Mahsus bekledim, bu Öğretmenler Günü'nde de, medyacılar nasıl yalakalık yapacak öğretmenlere diye...
İşte bayat duygusallıklardan seçmeler:
Öğretmeni duyan yok... Öğretmenin içler acısı hali... Affet bizi öğretmenim... Öğretmenim canım benim... Sen ağlama öğretmenim... Öğretmen ateş hattında...
Ve cart ve curt!..
Bir mesleğin maddi ve sosyal sıkıntıları "zırlamakla" hallolsaydı, öğretmenler ihya olurdu..
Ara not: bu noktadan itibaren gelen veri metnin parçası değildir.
PR #1677, opened 2021-06-24
libgis: Recover when directory already exists

wenzeslaus:
When another process creates the directory between the access test
and mkdir call, mkdir ends with an error even though the desired
state now exists.

This chanages the error handling so that on mkdir error,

Türkler'in işi gücü ağlamak...
Benim hisli meslektaşlarım, notunuzda olsun, öğretmene yalakalık yapmanın da avantası yok...
Çünkü 400 bine yakın öğretmen elini bir gazeteye sürmeden yaşıyor, istediğiniz kadar zırlayın, hikaye...
Ayrıca mide bulandırıyorsunuz, öğretmene haybeden gözyaşı döktüğün akşam, barın birine çöküp cin toniğin yanında yeşil zeytinle havuçu ziftlenmeye başlayacaksın, senin asıl dümenin, nasıl üç kuruş daha avanta yaratırım, ya gazeteden bir ekstra cukka, ya da TRT mrt gibi bir devlet kurumundan ikinci bir maaş yahut da "sanat salağı" bir şirket yöneticisini kafesleyip, sponsorluk adı altında 80-100 bin doları iç etmeyi planlamaktan ibarettir..
Birbirimizi yemeyelim, yavelerinizi, sadece bir kısım saftorik ciddiye alıp hisleniyor...
Ayrıca, size mesleki bir kıyak daha yapayım, belki yayın yönetmenleriniz utancından söyleyemiyordur, asla ve asla "duygulu yazı" yazamıyorsunuz, öyle yersiz kelimeleri, öyle anlamsız biçimde kullanıyorsunuz ki, yazılarınız "duygulu" değil "sümüklü yazı" oluyor, okuyanı türkçeden bile nefret ettirirsiniz, aranızda "kasapçı, nalburcu" diye yazanlar bile var.
Duygulu yazı yazmak için evvelemirde "örselenmemiş duygu" lazım, o da sizin gibi "kaşar"larda ne gezer!.. Hem de ne kaşar, levazım deposunda unutulmuş 40 yıllık trakya kaşarı!..
Bence öğretmenlerin içler acısı halinde, kendilerinin de kabahat payı var, nereden belil diyecek olursanız, sizin gibi kazmaları yetiştirmeden hayata salmalarından belli..
Sırf sizden de değil, hani mektepte devamlı sordukları havuz problemleri vardı ya, havuza saatte bilmem kaç litre su akmaktadır, başka bir delikten de şu kadar litre boşalmaktadır, havuz ne zaman dolmaktadır, falan gibi son derece zevksiz, insanı eblehleştiren ve matematikten nefret ettiren soruları hatırlayın, işte o hiç dolmayan havuz saçmalıklarıyla yetiştirilen çocuklar, sonradan devlete bürokrat ve yönetici oldukları, siyasete atıldıkları, lider oldukları için, şekilde görüldüğü gibi Hazine bir türlü dolmuyor, devletin bütün kasaları kevgire dönmüş, KİT'ler delik deşik, belediyeler borç batağında, dış ticaret açığı kapatılmaz vaziyette, tıpkı problemdeki boş havuzlar gibi...
Eeee, öğretmen dediğin de yetiştirdiğinden belli olur, bu kadar kendini "devlete perçinlemiş" öğretmen sınıfı herhalde kaşanelerde oturup, yatlarda tatil yapmayacaktı!
Şu kendi diline hakim olamayan "mütercim yazar" tayfasını ve millete her akşam saç baş yolduran tv yapımcılarını hangi öğretmenler yetiştirdi, Marslı öğretmenler mi?.
Toplum katmanları, her türlü canlılığın, lezzetin, kalibrenin, çapın ve kültürel düzeyin çok çok altında sürünecek, onları yetiştiren öğretmenler ise bal börek içinde yaşayacak...
Var mı böyle bir hayat orantısı, dünyada?..
"Özelleştirme zorunluluğunu" kavramamış öğretmen, bu devletçi sistemle asla kurtulamayacağını anlamadıkça bu tragedya bitmeyecek...
Bilgisinin, emeğinin, birikiminin, fedakarlık ve sevgisinin değerli bir "meta" olduğunu bildiği ve bunun hakkını istediği gün kurtulacak...
"Kutsal meslek" dümeniyle kandırıldığı gün değil...
Bu konu derin, yarın da devam edelim.